KinActive
is a tool for protein kinase (PK) sequences and structures.
It's intended for two purposes:
- Assembling, managing, and describing a collection of protein kinase sequences and structures.
- Using structure- and sequence-based ML models to annotate protein kinase sequences and structures.
The package can be installed via pip:
pip install kinactive
or directly from this repository:
pip install git+https://github.com/edikedik/kinactive.git
Using virtual environments (e.g., conda) is (always) recommended.
The data and ML models were extensively described in the following papers (currently under review):
- Classifying protein kinase conformations with machine learning. Ivan Reveguk & Thomas Simonson.
- Uncovering DFG-out sequence propensity determinants of kinases with machine learning. Ivan Reveguk & Thomas Simonson.
In short, the data collection encompasses PK domain PDB structures nested under (and
mapped to) the canonical UniProt sequences. Each domain sequence is also mapped to a
single reference profile (PF00069 from Pfam). The collection is prepared using the
lXtractor. Thus, any updates in the data are
tied to lXtractor
updates and improvements.
All the ML models here are XGBoost binary
classifiers. There are two kinds of models: those annotating PK domain sequences and
structures. The sequence-based models predict a given sequence's propensity to adopt
DFG-in or DFG-out orientations, in the apo or holo states, separately for tyrosine
and serine/threonine kinases. To facilitate the distribution into TK and STK groups,
there is an additional sequence-based model TkST
that outputs 0 for STK domains and 1
for TKs.
The structure-based models annotate PK domain structures as active/inactive
and DFG-in/out/other. For active/inactive prediction, the model is a simple binary
classifier. On the other hand, DFGclassifier
is a stack of three XGBoost
models
with a LogisticRegression
on top. The latter was trained to give more accurate
predictions for border cases, where the conformation is ambiguous. Thus, the output
will entail the probabilities of the original XGB
models (each for in, out, and
other conformations), and the "balanced" meta-classifier probabilities, which, for
obvious cases, will not differ much from the XGB
probabilities.
After installing the package, the kinactive
CLI should be available. Execute
kinactive
in the terminal to see, which commands are available. Currently, there are
fetch
, db
, and predict
commands.
Use kinactive fetch
to download already prepared datasets. One can customize, which
data to download via options. For instance, running
kinactive fetch --db
will download only the PK data collection, whereas executing
kinactive fetch --all -rvu -o downloads
will fetch all the available data to ./downloads
, unpack and remove raw archives, and
output basic logging information about the progress.

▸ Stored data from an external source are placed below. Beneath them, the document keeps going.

PR #174, opened 2024-04-16
RPIP-52: Rewards Specification v9

jshufro:

PR #176, opened 2024-04-19
Added RPIP-53 (Rewards v10)

jclapis:
This is a PR to add RPIP-53 to the collection, which covers a proposal for rewards spec v10. I called it that because even though [Patches's v9 proposal](https://github.com/rocket-pool/RPIPs/pull/174) is still a draft, his came first and this isn't mutually exclusive with it.

### DIFF
--- a/RPIPs/RPIP-53.md
+++ b/RPIPs/RPIP-53.md
@@ -1,0 +1,110 @@
+---
+rpip: 53
+title: Rewards Tree v10 Specification
+description: Adjusts the rewards file to account for Houston changes, generalizing rewards from nodes to claimers and supporting the RPL withdrawal address
+author: Joe Clapis (@jcrtp)
+discussions-to: TBD
+status: Draft
+type: Protocol
+created: 2024-04-19
+---
+
+
+## Abstract
+
+The incoming Houston upgrade introduces [RPIP-31](https://github.com/rocket-pool/RPIPs/blob/main/RPIPs/RPIP-31.md) - the **RPL withdrawal address**. Unfortunately, node operators using this new feature are **no longer able to claim rewards** if they have an RPL withdrawal address. *Only* the RPL withdrawal address is able to claim their rewards. This includes both RPL *and* Smoothing Pool ETH rewards.
+
+This RPIP proposes to generalize the rewards tree, changing *nodes* to *claimers*. The tree will now specify the amount of RPL and Smoothing Pool ETH available to individual claimers, where:
+- If a node does not have an RPL withdrawal address set, their node address is the claimer address (same as today).
+- If a node *does* have an RPL withdrawal address set, the RPL withdrawal address will be the claimer address. The node's earnings will be added to the claimer's total rewards. The node itself will no longer appear in the rewards tree.   
+
+This will improve rewards claiming UX, remove some inconsistencies between the existing ruleset and this new feature, make the rewards system more attractive to users that would actually leverage RPL withdrawal addresses, and will not adversely impact nodes that do not use it.
+
+This **does not** require a contract change (ironically, it's more in-line with how the contracts actually behave in Houston) and can be implemented at any time after Houston has launched.
+
+
+## Motivation
+
+The Redstone update introduced the Merkle-tree-based rewards system, which allowed users to claim RPL they've earned for both node operating duties and Oracle DAO duties, as well as their share of Smoothing Pool rewards. Since its inception, this system has gone through several revisions to account for fixes and Ethereum upgrades but has fundamentally remained the same: the tree lists rewards earned for individual node operators, and node operators can claim those rewards at any time.
+
+On that note, Houston (or more specifically RPIP-31) has an unfortunate consequence: if you have an RPL withdrawal address set, [you can no longer claim rewards intervals](https://github.com/rocket-pool/rocketpool/blob/a747457fc610aa889af0a13cff5d3d00955525a5/contracts/contract/rewards/RocketMerkleDistributorMainnet.sol#L85). This includes both RPL rewards and Smoothing Pool ETH rewards. Claiming them *must* be done from the RPL withdrawal address. Whether intended or not, the RPL withdrawal address isn't really an RPL withdrawal address in Houston; it's a "claimer address" that can claim rewards intervals from the Merkle distributor contract.
+
+This is problematic for a few reasons. As an example: the node is still going to be listed in the rewards file, and thus the rewards for the corresponding interval are still going to show up as a "claimable interval" in the Smart Node despite the user not being able to claim from it, and not being able to actually *receive* any of the rewards from that interval. It will only disappear from the list once the RPL withdrawal address has claimed from it. This can obviously be worked around in the Smart Node but it's exactly that: a workaround. The file itself is still going to have the node operator listed, so anyone (such as a third party) that wants to use it to view or claim rewards has to know about and implement this workaround as well.
+
+In this RPIP, I'm proposing a small change to the rewards file that ameliorates the problems and provides some helpful benefits for people that would actually take advantage of the feature in the first place.
+
+
+## Important Clarification
+
+Note that the RPL withdrawal address, as specified in RPIP-31, is **not** the same as the "primary withdrawal address" (previously known as just the "withdrawal address" in Atlas and below). If a node operator has a "regular" withdrawal address set, they will *not be affected by this change*. They can still claim rewards normally. The only nodes affected by this change are ones that explicitly set an **RPL withdrawal address**, which is a different setting than the "primary withdrawal address", after Houston has been deployed.
+
+
+## Specification
+
+The specification is going to be one of two possibilities:
+- Either an amendment to v8 [from the research repo]((https://github.com/rocket-pool/rocketpool-research/blob/master/Merkle%20Rewards%20System/merkle-tree-spec.md)), or
+- An amendment to v9 specified in [candidate RPIP-52](https://github.com/rocket-pool/RPIPs/pull/174) by Patches. 
+
+This change itself is orthogonal to the decision of whether or not v9 is ratified, as v9 is a non-functional format change from JSON to SSZ, but the specification *itself* does depend on whether or not v9 is ratified so it can build upon the proper baseline. I'm calling this "v10" because I anticipate v9 will go through and come first. I'm happy to formalize the specification once the decision has been made. In the mean time, I'll propose the changes here at a high-level.
+
+Alternatively I can adjust both the v8 and v9 specs accordingly, just so we have them ready to go. I defer to the community to decide whether or not that's prudent. Anyway, high-level changes for now:
+
+
+### Header Changes
+
+- The `RewardsFileVersion` will change from 3 to 4.
+- The `RulesetVersion` will change from 8 to 9 (or 10 if RPIP-52 is ratified first).
+
+
+### Body Changes
+
+The `node_rewards` section of the rewards file, which lists the rewards earned by individual node operators, will be replaced by a more generic `claimer_rewards` section. `claimer_rewards` lists the rewards available to be claimed for the interval *by a claimer*, which may or may not be a node operator.
+
+The structures of `node_rewards` and `claimer_rewards` are identical. It's just a name change; purely a semantic difference. The rules for how elements are added to that list, however, are new.
+
+A claimer (an entry in the `claimer_rewards` list) is determined as follows:
+- Calculate the earnings (RPL and Smoothing Pool) of each node in the network normally.
+- For each node, determine the `claimer` address:
+  - If the node does *not* have an RPL withdrawal address set at the `targetSlot` of the interval (the slot at which rewards are calculated), the claimer is the node's address. This is the same as it is today, so if a node doesn't use the RPL withdrawal address feature then its experience is unchanged.
+  - If a node *does* have an RPL withdrawal address set at the `targetSlot`, the claimer is the node's RPL withdrawal address.
+- Add the node's rewards to the entry in `claimer_rewards` for the `claimer` address. If one does not exist, it is created. Note there is **one entry per claimer**.
+    - *(In other words, the claimer represents the aggregated sum of all rewards earned during the interval by either that node operator, or by node operators that have set their RPL withdrawal address to that particular address.)*
+
+To be clear, "whether or not an RPL withdrawal address is set" looks specifically at the value returned by the [`RocketNodeManager.getNodeRPLWithdrawalAddressIsSet`](https://github.com/rocket-pool/rocketpool/blob/a747457fc610aa889af0a13cff5d3d00955525a5/contracts/contract/node/RocketNodeManager.sol#L121) contract call. It doesn't compare the RPL withdrawal address with the node address or the primary withdrawal address; it simply keys off of the boolean returned by that view.
+
+
+## Rationale
+
+This change has some obvious benefits:
+
+1. Nodes without an RPL withdrawal address set at the time of `targetSlot` are unaffected by this change.
+2. Nodes that earned rewards during an interval, but have an RPL withdrawal address set, will not be present in the file. This naturally makes the Smart Node interpret that as being "ineligible to claim" for the interval and will thus hide it from the node operator in the list of intervals presented when claiming rewards.
+3. The RPL withdrawal address is largely targeted at entities that would take advantage of a splitter contract (e.g., whale marriages) or entities building on top of Rocket Pool (e.g., NodeSet). In the situation where multiple nodes have the same RPL withdrawal address assigned, this reduces the number of transactions required for that claimer to claim rewards from one-per-node to just one. It reduces O(n) gas costs down to O(1).
+4. This **does not** require any contract changes. It works with the Houston variant of [`RocketMerkleDistributorMainnet`](https://github.com/rocket-pool/rocketpool/blob/a747457fc610aa889af0a13cff5d3d00955525a5/contracts/contract/rewards/RocketMerkleDistributorMainnet.sol) (which is where it would apply).
+   1. The contract doesn't actually check if the claimer is a registered node or not, despite what you might think. It just checks if the claimer has an RPL withdrawal address set or not, which is why this whole thing works in the first place.
+   2. Ostensibly, this behavior is more in-line with how the contracts actually function than the v8 / v9 system.
+5. This will not increase the size of the rewards file. In the "worst case", where *nobody* has an RPL withdrawal address set, the size is the same as it would be without this change. In the "best case", where *everybody* has the RPL withdrawal address set to the same address, the tree would only consist of one entry.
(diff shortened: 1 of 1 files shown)


RPIPs/RPIP-53.md
```diff
@@ -0,0 +1,110 @@
...
+
+## Important Clarification
+
+Note that the RPL withdrawal address, as specified in RPIP-31, is **not** the same as the "primary withdrawal address" (previously known as just the "withdrawal address" in Atlas and below). If a node operator has a "regular" withdrawal address set, they will *not be affected by this change*. They can still claim rewards normally. The only nodes affected by this change are ones that explicitly set an **RPL withdrawal address**, which is a different setting than the "primary withdrawal address", after Houston has been deployed.
+
+
+## Specification
+
+The specification is going to be one of two possibilities:
+- Either an amendment to v8 [from the research repo]((https://github.com/rocket-pool/rocketpool-research/blob/master/Merkle%20Rewards%20System/merkle-tree-spec.md)), or
```
xrchz, line 45: This should presumably refer to RPIP-51 rather than externally.

RPIPs/RPIP-53.md
```diff
@@ -0,0 +1,110 @@
...
+
+In this RPIP, I'm proposing a small change to the rewards file that ameliorates the problems and provides some helpful benefits for people that would actually take advantage of the feature in the first place.
+
+
+## Important Clarification
+
+Note that the RPL withdrawal address, as specified in RPIP-31, is **not** the same as the "primary withdrawal address" (previously known as just the "withdrawal address" in Atlas and below). If a node operator has a "regular" withdrawal address set, they will *not be affected by this change*. They can still claim rewards normally. The only nodes affected by this change are ones that explicitly set an **RPL withdrawal address**, which is a different setting than the "primary withdrawal address", after Houston has been deployed.
+
+
+## Specification
```
xrchz, line 42: I'm not happy for a Protocol RPIP to have its Specification given as an amendment only. I think it's good to include the amendment in the RPIP, but for the Specification itself to be a full copy of the specification (probably as an asset attached, as with the previous RPIPs specifying rewards).

RPIPs/RPIP-53.md
```diff
@@ -0,0 +1,110 @@
...
+   2. Ostensibly, this behavior is more in-line with how the contracts actually function than the v8 / v9 system.
+5. This will not increase the size of the rewards file. In the "worst case", where *nobody* has an RPL withdrawal address set, the size is the same as it would be without this change. In the "best case", where *everybody* has the RPL withdrawal address set to the same address, the tree would only consist of one entry.
+6. The implementation is actually quite simple. I was able to put the reference implementation together in like half an hour. I wouldn't have any contention about making this the first ruleset after Houston launches once it's cleared the usual cross-implementation testing gamut.
+
+With that being said, there are some important implications that need to be considered:
+
+1. This effectively "locks in" the rewards for an interval to a particular claimer. If you have an RPL withdrawal address set at the time the interval is created, and the address later changes your node's RPL withdrawal address to something else, the new address won't be able to claim the rewards. Only the original RPL withdrawal address will.
```
xrchz, line 91: This is the opposite behaviour for changing the normal withdrawal address... it seems pretty bad/unintuitive...

RPIPs/RPIP-53.md
jclapis: Yep, you're right - I will amend it to link to RPIP-51 instead. Thanks for the catch.

RPIPs/RPIP-53.md
jclapis: As stated in the Specification section:

> This change itself is orthogonal to the decision of whether or not v9 is ratified, as v9 is a non-functional format change from JSON to SSZ, but the specification itself does depend on whether or not v9 is ratified so it can build upon the proper baseline. I'm calling this "v10" because I anticipate v9 will go through and come first. I'm happy to formalize the specification once the decision has been made. In the mean time, I'll propose the changes here at a high-level.
> 
> Alternatively I can adjust both the v8 and v9 specs accordingly, just so we have them ready to go. I defer to the community to decide whether or not that's prudent. Anyway, high-level changes for now:

I was just waiting to see whether or not v9 would be formalized first, since the spec changes based on whether or not it is and it's still in flight. Sounds like you're lobbying for the "do both specs and we'll pick whichever one is relevant at the time" camp, which is fine; it'll just take a little longer to write and I wanted to get this out before that.

RPIPs/RPIP-53.md
jclapis: Depends; there are people that think this is actually an improvement over the current system to prevent exploited addresses from claiming everything. I tend to lean in that camp personally, but if enough people think it's a deal breaker then this proposal doesn't really have legs. Let me put up a forum post after I do some cleanup and we can have a larger discussion there.

jclapis: I added a clarification that this only applies to nodes with an RPL withdrawal address set. Nodes without one are not affected, and this won't change the behavior they already use today.

RPIPs/RPIP-53.md
```diff
@@ -0,0 +1,162 @@
...
+
+Realistically, most node operators won't end up using this feature. It's only really helpful for node operators that don't supply their own RPL when creating a minipool. If you don't fall into this camp, rest assured that *this proposal will have no impact on you*.
+
+Unfortunately, node operators that *do* use this new feature can **no longer trigger rewards claims** from the Merkle rewards system. More specifically they can distribute minipool rewards from the Beacon Chain, but can't claim the rewards produced every 28 days via from the Merkle rewards system. That's not a problem for RPL rewards, since the RPL withdrawal address gets those anyway, but the issue is this includes Smoothing Pool ETH rewards as well. Neither the node not the address that would get the Smoothing Pool ETH (the primary withdrawal address) can actually trigger a claim; *only* the RPL withdrawal address will be able to do it.
```
xrchz, line 19: "via from" redundant word

xrchz: "node not" - should be "nor"?

RPIPs/RPIP-53.md
```diff
@@ -0,0 +1,162 @@
...
+
+This can't be fixed for nodes that opt into the RPL withdrawal address set if they also use their node as their primary withdrawal address because of technical reasons. However, it *can* be fixed for nodes that opt into it and use an address *other* than their node as the primary withdrawal address. I anticipate that most nodes opting into the RPL withdrawal address feature will fall into this camp.
```
xrchz, line 21: "opt into the RPL withdrawal address set" is kinda confusing language. Suggestion: "opt into setting an RPL withdrawal address"

RPIPs/RPIP-53.md
```diff
@@ -0,0 +1,162 @@
...
+To be clear, the RPL withdrawal address is **not** the same setting as the primary withdrawal address. If a node has a "regular" withdrawal address set in Atlas, it *will not immediately be affected by this change*. Its current withdrawal address will become its primary withdrawal address and it can still claim rewards normally.
+
+The only nodes affected by this change are ones that explicitly set an **RPL withdrawal address** after Houston has been deployed, which is a different setting than the primary withdrawal address.
+
+
+## Specification
+
+The specification is an amendment to v9 specified in [candidate RPIP-52](https://github.com/rocket-pool/RPIPs/pull/174) by Patches. That proposal is **required** to be accepted prior to / at the same time as this one. 
+
+The formal specifications for rewards calculation, tree generation, and the corresponding rewards fileare included in [the assets folder](../assets/rpip-53/). More specifically:
```
xrchz, line 64: missing space "fileare"

RPIPs/RPIP-53.md
xrchz, line 21: Are these technical reasons ever explained? Is it the note at the bottom about avoiding an extra transaction? I don't think I agree with this decision if so.

RPIPs/RPIP-53.md
```diff
@@ -0,0 +1,162 @@
...
+
+As a note, the rationale for the **or** condition in the logic is purely designed to reduce unnecessary transactions. If nodes without a primary withdrawal address followed the same "breakout" rule that resulted in two sets of claimers, the RPL withdrawal address would have to claim for that node twice: once for itself (the RPL portion) and once for the ETH (the node portion). The node wouldn't be able to claim its own ETH portion since it still has an RPL withdrawal address set, and that's what the contracts key on when determining whether or not a node is eligible to claim - hence why this proposal exists in the first place. The easy way to mitigate this issue is just to set a primary withdrawal address to something other than the node; a practice that every node should be employing anyway if at all possible.
+
+
+## Reference Implementation
+
+I've implemented v10 into a Smart Node branch [here](https://github.com/rocket-pool/smartnode/tree/rewards_v10). For comparison, here are the differences between v8 and v10:
+
+- [For the vanilla (non-rolling) generator](https://www.diffchecker.com/tP55l6Iw/)
+- [For the rolling record generator](https://www.diffchecker.com/acLvVhpq/)
```
xrchz, line 156: I think these diffs might need to be inlined or made assets to avoid external dependencies.

RPIPs/RPIP-53.md
jclapis: There was a long discussion about this in #governance - basically the problem is if you don't include this particular condition, there will be two entries created in the tree: one at the node address with the node's ETH, and one at the RPL withdrawal address for the RPL. Since the former is only claimable by the RPL withdrawal address according to the Houston contracts, it means the RPL withdrawal address has to claim twice: once for their RPL, and once for the node's ETH. There's no direct incentive for them to do the latter since it costs them gas and they get nothing out of it, so we decided it was best to keep both sets of rewards in a single entry to ensure the RPL withdrawal address *does* have an incentive to claim.

I ended up taking that out of the spec for brevity but I can add it back in if you think it makes sense to do so.

RPIPs/RPIP-53.md
jclapis: Ok, replaced diffchecker with some vimdiffs in the assets.

assets/rpip-53/merkle-tree-spec.md
```diff
@@ -0,0 +1,164 @@
+# Specification for the Rewards Merkle Tree
+
+Rocket Pool's [Redstone](https://medium.com/rocket-pool/rocket-pool-the-merge-redstone-601d9efd6b4) update introduced a new rewards system based on a Merkle Tree distribution system.
+For each rewards interval, this tree will capture the RPL rewards (both for node operation and Oracle DAO membership) and the ETH rewards (from the Smoothing Pool, if relevant) for all of the nodes in the Rocket Pool network.
+
+In the [Houston](https://github.com/rocket-pool/docs.rocketpool.net/blob/houston/docs/guides/houston/whats-new.md) update, following [RPIP-53](https://github.com/rocket-pool/RPIPs/blob/rewards_v10/RPIPs/RPIP-53.md) the tree was modified slightly to account for the new [RPL withdrawal address](https://github.com/rocket-pool/RPIPs/blob/main/RPIPs/RPIP-31.md) feature.
```
xrchz, line 6: this kind of link seems at risk of going stale - can you do it with a commit hash instead?

and minor: the rpip links could be relative? absolute is also probably fine though

assets/rpip-53/merkle-tree-spec.md
```diff
@@ -0,0 +1,164 @@
...
+
+In total, the metadata will be an array of **116 bytes**.
+
+For example, say there were a claimer with the following values in its metadata:
+- Address: `0x8B0EF9f1932A2e44c3D27bE4C70C3BC07A6A27B3`
+- Network: `0`
+- Total RPL: 1.5 RPL (`1500000000000000000` in wei which is `14d1120d7b160000` in hexadecimal)
+- Total ETH: 2.5 ETH (`2500000000000000000` in wei which is `22b1c8c1227a0000` in hexadecimal)
+
+This tree node would have the following metadata byte array (in hexadecimal):
```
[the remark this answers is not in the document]
xrchz: Or maybe because you're trying to talk about the content of the tree node itself... you should still maybe say "leaf node"? internal tree nodes don't have this stuff..

assets/rpip-53/rewards-calculation-spec.md
```diff
@@ -0,0 +1,711 @@
+# Specification for Rewards Calculation
+
+This document serves as a formal specification for the way that the rewards intervals and the values within are calculated as part of the [Redstone](https://medium.com/rocket-pool/rocket-pool-the-merge-redstone-601d9efd6b4) rewards system.
+
+
+## Version
+
+This describes **v10** of the rewards calculation ruleset.
+
+This version implements [RPIP-53](https://github.com/rocket-pool/RPIPs/blob/rewards_v10/RPIPs/RPIP-53.md).
```
xrchz, line 10: will have to fix this link later. unless we make it relative here.

assets/rpip-53/rewards-calculation-spec.md
```diff
@@ -0,0 +1,711 @@
...
+
+### Changes since `v8`
+
+The following updates have been made from [v8](https://github.com/rocket-pool/RPIPs/blob/main/assets/rpip-51/rewards-calculation-spec.md) of the spec. Note that v9 was just a file spec change, not a ruleset change, and is thus not included in this comparison.
+
+
+#### Major Updates
+
+- The rewards tree no longer represents an individual Rocket Pool node in each leaf node; this concept has been generalized to a **claimer** which has eligible rewards and can claim them from the system. A claimer *may or may not be* a registered Rocket Pool node.
+- The process for determining claimers and their rewards has been introduced as part of rewards calculation, in [Determining Claimers and Claimer Rewards](#determining-claimers-and-claimer-rewards) section.
```
xrchz, line 21: add "the" between "in" and "[Determining"?

assets/rpip-53/rewards-file-spec.md
```diff
@@ -0,0 +1,103 @@
+# Specification for Rewards Tree File
```
xrchz, line 1: this was fixed (File -> Files) upstream - did you want to change it back, or just need to rebase?

jclapis: Yep, rebased with the latest asset from RPIP-52 - thanks!

assets/rpip-53/rewards-calculation-spec.md
jclapis: Made it relative here.

assets/rpip-53/merkle-tree-spec.md
jclapis: I ended up replacing it with a Medium article instead - I used that link in the v2 Beta 1 release so it makes more sense to use that here instead of the docs page.

xrchz (approved):
Looks good after several iterations of feedback and changes as an RPIP! Thanks to the authors (esp. jclapis) for their prompt and professional cooperation.

Minor comments that don't need changes: the abstract is kinda long, and there were a few cases of fixups in the specs that aren't strictly for this RPIP, but I think they're all worth adding on.

As for the RPIP itself I think there is potentially a major problem with the handling of RPL Withdrawal addresses that are also registered nodes, but we can leave that for the discussion period with the rest of the pDAO.

RPIPs/RPIP-53.md
```diff
@@ -0,0 +1,192 @@
...
+
+This RPIP proposes to achieve this by generalizing the rewards tree, changing *nodes* to *claimers*. The tree will now specify the amount of RPL and Smoothing Pool ETH available to individual claimers, where:
+- If a node does not have an RPL withdrawal address set, **or** if it has one but its primary withdrawal address is the same as the node address, their node address is the claimer address (same as today).
+- If a node has an RPL withdrawal address set and its primary withdrawal address is different from the node address, the node's rewards will be split in two:
+  - One claimer will be the node's primary withdrawal address, which will have the node's ETH portion of the rewards.
+  - The other will be the node's RPL withdrawal address, which will have the node's RPL portion of the rewards.
```
Valdorff, line 27: I'd probably keep this much simpler and point to Motivation for details.

> In the initial implementation there was an unforeseen issue where sometimes the parties receiving rewards would not be able to execute the claims to get them and would rely on another party (see (Motivation)[#motivation) for details). This RPIP proposes to mitigate the problem as much as possible by generalizing the rewards tree...

RPIPs/RPIP-53.md
```diff
@@ -0,0 +1,192 @@
...
+- Second, the node is still going to be listed in the rewards file, and thus the rewards for the corresponding interval are still going to show up as a "claimable interval" in the Smart Node despite the user not being able to claim from it, and not being able to actually *receive* any of the rewards from that interval. This can obviously be worked around in the Smart Node but it's exactly that: a workaround. The file itself is still going to have the node operator listed, so anyone (such as a third party) that wants to use it to view or claim rewards has to know about and implement this workaround as well.
+
+To make it clear, under the Houston contracts here is the set of rules for claiming rewards:
+
+
+### Vanilla Houston - Rewards for Interval X
+
+*Unless otherwise specified, withdrawal addresses are assessed at the time of the claim, not the time of Interval X.*
+
+| Primary Withdrawal Address | RPL Withdrawal Address Set? | Who Can Claim?   | Who Gets ETH? | Who Gets RPL? |
```
Valdorff, line 57: Can we word "Who Can Claim?" differently? Usually if an entity claims something, it's for themselves. Maybe "Who Can Initiate Claims?" or "Who Can Send Claim Transaction?"?

RPIPs/RPIP-53.md
```diff
@@ -0,0 +1,192 @@
...
+| -------------------------- | --------------------------- | ---------------- | ------------- | ------------- |
+| Same as Node               | No                          | Node             | Node          | Node          |
+| Different from Node        | No                          | Node, Primary WA | Primary WA    | Primary WA    |
+| Same as Node               | Yes                         | RPL WA           | Node          | RPL WA        |
+| Different from Node        | Yes                         | RPL WA           | Primary WA    | RPL WA        |
+
+The issue here is with row 3 and 4 (though we can only affect row 4).
+
+In this RPIP, I'm proposing a small change to the rewards file that ameliorates the problems when possible and provides some helpful benefits for people that would actually take advantage of the feature in the first place. Here's what it would look like under the new changes:
```
Valdorff, line 66: Minor: "This RPIP proposes a small..."

RPIPs/RPIP-53.md
```diff
@@ -0,0 +1,192 @@
...
+
+While this condition is necessary for Houston, it could be revised or even eliminated in Saturn if the Protocol DAO expresses interest in fixing it at the contract level.
+
+
+## Reference Implementation
+
+I've implemented v10 into a Smart Node branch [here](https://github.com/rocket-pool/smartnode/tree/rewards_v10). For comparison, here are the differences between v8 and v10:
```
Valdorff, line 183: Minor: v10 has been implemented into a Smart Node branch [here]...

RPIPs/RPIP-53.md
jclapis: I changed it to "Who Can Trigger Claims?" since that's how the process is referred to in the rest of the proposal.

RPIPs/RPIP-53.md
jclapis: Ok, shortened the abstract - hopefully it reads better now.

The datasets can also be fetched directly via this link.
Use kinactive predict
to apply the ML models to a small number of sequences
or structures. For a more extensive data collection, one should first compile it
separately (see below). Then variable descriptors can be calculated here or also
separately using lXtractor
(see
this link
).
Examples:
This command will run sequence-based models on the SRC kinase sequence:
kinactive predict -t s -o ./seq_predictions P12931
which should output the following:
This command will run structure-based models on two SRC kinase structures:
kinactive predict -t S -o ./pdb_predictions 2OIQ 2SRC
Finally, the following command will run structure-based models on the AlphaFold2-predicted model of the SRC kinase:
kinactive predict -t a -o ./af2_predictions P12931
In each of these cases, the collection of chain sequences or chains structures,
the calculated variables necessary for the models, and predictions will be saved
to the *_predictions
directory. Note that these chains can also serve as input
to the models. For instance, to run sequence-based models on domain sequences
extracted from the 2OIQ and 2SRC entries, one could execute:
kinactive predict -t s -o ./str_seq_predictions -d ./pdb_predictions/chains/*/segments/*
Note that in the command above, we supplied a flag -d
to signify that the domains we
provided paths to already extracted domains (stored ChainSequence
objects). Also note
that flags can be concatenated, e.g., -dlv
would translate to "domains were
extracted; write a log file; verbose".
TBD: Using the CLI to compile the data collection is not implemented at the moment.
One can refer to
this link
for compiling the database from Python interpreter. Compiling arbitrary data collections
will be handled by a general-purpose customizable database protocol, which will be made
available with lXtractor
>=0.2. Stay tuned!
Advanced users may compile and explore data collection, calculate additional variables, run ML models, from within the Python interpreter. These use-cases are described in the kinactive documentation.